AliExpress operates a third-party marketplace where individual merchants and manufacturers sell goods directly to consumers.

An AliExpress spokesperson said: “AliExpress considers the safety of all our customers to be of paramount importance. We require our merchants to comply with all applicable local rules and regulations in the markets they sell to. We also prohibit the sale of products in contravention of the product listing policy of AliExpress and we have policies and procedures in place to help us identify listings which infringe the policies of our online marketplace by third party sellers. We will continue to take action against sellers who violate our terms of use.”

Power banks

Four of the nine unknown brand power banks purchased online also failed Which? testing due to a range of faults that could all lead to the products overheating and catching fire.

Of the branded products tested, one power bank made by Trust and purchased from Amazon Marketplace was so poorly put together that it started to smoke and melt during charging.

A spokesperson for Trust told Which?: “Our power banks have all required compliance certificates. If our power banks are used according to the included manual and safety instructions, the power banks should function in a faultless manner. The power bank that you tested appears to be an incidental and exceptional chip failure”

Which? also tested a Go Travel 4000mAh Mobile Power Bank which overheated and caused damage to the case and the circuit board. Go Travel claimed the test result was “an anomaly” but agreed to begin an immediate investigation.

Safety standards

In total, nearly three-quarters of the 33 unbranded or unknown brand products Which? purchased from online marketplaces failed the electrical safety tests. Worryingly, several of the products displayed a CE mark, suggesting to consumers that they are legal to sell in the UK and meet all safety standards.

All four online marketplaces agreed to remove listings of the unsafe items following Which?’s investigation. However, the consumer champion is growing increasingly concerned that the product safety system isn’t equipped to prevent dangerous products from being sold online.

Which? wants to see online marketplaces taking greater responsibility for the products sold on their sites and shut out the unscrupulous operators currently given free rein to sell inferior or dangerous products. It said that the Office for Product Safety & Standards (OPSS) and Trading Standards should also ensure that these sites are more effectively policed.

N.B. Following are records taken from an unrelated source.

PR #1984, opened 2021-12-03
Stricter Typescript

jameskerr:
Instead of fixing all 2000 errors that appear when enabling strict: true, let's do it in parts. This PR enables some of the easy strict options. The next PR will be strictNullChecks, and the last will be noImplicityAny.

Enables the following options in our typescript config:

* strictFunctionTypes
* strictBindCallApply
* noImplicitThis
* alwaysStrict

We had about 30 errors that needed to be fixed as a result of turning these one.


jameskerr:
Integration tests failed with what looks like a flaky test. Only on mac, this was the one integration test failure:

```
FAIL test/integration/tests/zed-events.test.ts (35.394 s)
  ● Handle Zed server events › pool-new/update/delete

    expect(received).toBe(expected) // Object.is equality

    Expected: true
    Received: false

      42 |     await zealot.pools.delete(id)
      43 |     await brim.withImplicitTimeout(500, async () => {
    > 44 |       expect(await brim.isNotVisible(poolItem)).toBe(true)
         |                                                 ^
      45 |     })
      46 |   })
      47 | })

      at _callee3$ (tests/zed-events.test.ts:44:49)
      at tryCatch (../../node_modules/regenerator-runtime/runtime.js:45:40)
      at Generator.invoke [as _invoke] (../../node_modules/regenerator-runtime/runtime.js:281:22)
      at Generator.prototype.<computed> [as next] (../../node_modules/regenerator-runtime/runtime.js:106:21)
      at asyncGeneratorStep (tests/zed-events.test.ts:15:103)
      at _next (tests/zed-events.test.ts:17:194)
```

zealot-old/fetcher/callbacks.ts
```diff
@@ -18,7 +18,7 @@ export class Callbacks {
     this.callbacks = new Map()
   }
 
-  add(name: EventName, cb: (args?: ZealotPayloadValue) => void) {
+  add(name: EventName, cb: (args?: any) => void) {
```
mason-fish, line 21: Probably not too important here since we are going to be shifting to the rest of the new zealot client soon, but are we planning on adding strictness to no-any as we tighten up our typescript?

src/js/electron/tron/migrations.ts
```diff
@@ -15,62 +15,56 @@ type VersionedData = {
...
-  args: Args = {from: 0}
-): Promise<Migrations> {
-  let cv = parseInt(args.from.toString())
-
-  const files = await lib.file(dir).contents()
-  const migrations = files
-    .filter(onlyMigrations)
-    .map(build)
-    .sort((a, b) => a.version - b.version)
+export class Migrations {
```
mason-fish, line 18: Classy 😎

mason-fish (approved):

zealot-old/fetcher/callbacks.ts
jameskerr: Yeah that's why I thought it was find to be any here. We are planning to switch to no "implicit" any. An explicit any like this will still be allowed, but not advised.

PR #1985, opened 2021-12-07
Upgrade Electron to v14. Replace Spectron with Playwright.

### LINKED ISSUE #1934: electron upgrade

mason-fish:
fixes #1934

Lot's of changes here:

Replacing our integration test framework from Spectron to Playwright: Includes 3 of our original spectron test suites (queries, ingest, and zed-events). Unfortunately there is still a lot of inconsistency with running this on Windows (only in CI, I have not seen a single failure when running locally on my PC) but since we are so desperate to upgrade electron (which requires ditching Spectron) then we can test Windows manually in our pre-release cadence for now and tackle the CI issues more later.

Upgrading electron from 11 to 14: There are a few small changes involved here but the most noteworthy is that the `remote` module has been extracted out of the `electron` package and is now it's own npm scoped module at `@electron/remote`. I followed their provided migration instructions for this transition and the biggest blocker I hit was changing the way we mock that in our unit tests.

There are very few changes to the app itself other than the upgrade-related api changes. I did end up synchronizing/awaiting the `window.loadFile()` uses and re-order the launch of the hidden window. I did this so that the app would open more deterministically which then allowed the new integration tests to perform more consistently. I also re-worked some of the file input logic in the ingest flow so that we use the provided `File` object instead of the filepath. This was also for testing purposes since Playwright does not currently set the filepath on `File` objects the way that Electron does (and for this reason, in tests, we do NOT run or test the `brimcap index` sub-operation facilitated by the brimcap plugin). Finally, we also have upgraded to node 14! I found no issues with that aspect of the upgrade.


.github/workflows/ci.yml
```diff
@@ -65,68 +65,12 @@ jobs:
...
-        with:
-          name: linux-release
-          path: linux-release
-      - name: Integration Tests (Centos 8)
-        run: |
-          dnf install -y ./linux-release/Brim*.rpm
-          xvfb-run -d -s "-screen 0 1280x1024x24" npm run itest -- --ci --forceExit
-
-  integration_test:
+  playwright_integration_test:
```
jameskerr, line 68: Are we still testing centos?

app/core/env.ts
```diff
@@ -1,5 +1,5 @@
-import {app as electronApp, remote} from "electron"
-const app = electronApp || (remote && remote.app)
+import {app as electronApp} from "electron"
+const app = electronApp
```
jameskerr, line 2: This can run from the renderer process, so we'll need a way to tell the renderer what the environment looks like. We can make an ipc call and set a global.

src/js/electron/isDev.ts
```diff
@@ -1,6 +1,6 @@
-import {app as electronApp, remote} from "electron"
+import {app as electronApp} from "electron"
 
-const app = electronApp || (remote && remote.app)
+const app = electronApp
```
jameskerr, line 3: This also may run from the renderer process.

test/shared/data/index.ts
```diff
@@ -1,5 +1,6 @@
 import path from "path"
 import fs from "fs-extra"
+import {ReadableStream} from "web-streams-polyfill/ponyfill"
```
jameskerr, line 3: I added a web-file-polyfill for this in my own tests. You'll see it in the upcoming PR.

test/unit/__mocks__/@electron/remote.ts
```diff
@@ -0,0 +1,6 @@
+import {app as mockApp} from "../electron"
+export const app = mockApp
+
+export const dialog = {
+  showMessageBox: jest.fn()
+}
```
jameskerr, line 6: Perfect.

jameskerr (approved):
Let's go!!!

.github/workflows/ci.yml
mason-fish: No, but I can play around with adding it back in separately

PR #1991, opened 2021-12-12
Upgrade electron-builder and keytar

mason-fish:
Having bumped the electron version, we see this error while building windows releases:

image

So I've bumped both the `electron-builder` and `keytar` packages


package-lock.json
```diff
@@ -20302,9 +20793,9 @@
       "dev": true
     },
     "node-abi": {
-      "version": "2.19.3",
-      "resolved": "https://registry.npmjs.org/node-abi/-/node-abi-2.19.3.tgz",
-      "integrity": "sha512-9xZrlyfvKhWme2EXFKQhZRp1yNWT/uI1luYPr3sFl+H4keYY4xR+1jO7mvTTijIsHf1M+QDe9uWuKeEpLInIlg==",
+      "version": "2.30.1",
```
mason-fish, line 20796: This is what we really needed to upgrade according to the error in the PR description's screenshot

nwt (approved):

PR #1998, opened 2021-12-21
rename src/js/state/Workspaces to Lakes

nwt:
For #1922.


mason-fish (approved):
Looks like there will still be some code to change but this makes a huge dent, thanks @nwt !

Natalie Hitchins, Which? head of home products and services, said: “Online marketplaces that list cheap and unsafe electrical products sold by unknown brands are putting people at risk. These products might be cheap but our testing shows they have the potential to cause serious damage or injury, including electric shocks and fires.

“Online marketplaces need to take greater responsibility for the products that are sold on their sites – while the product safety authorities must do much more to identify unsafe products and keep them out of people’s homes.”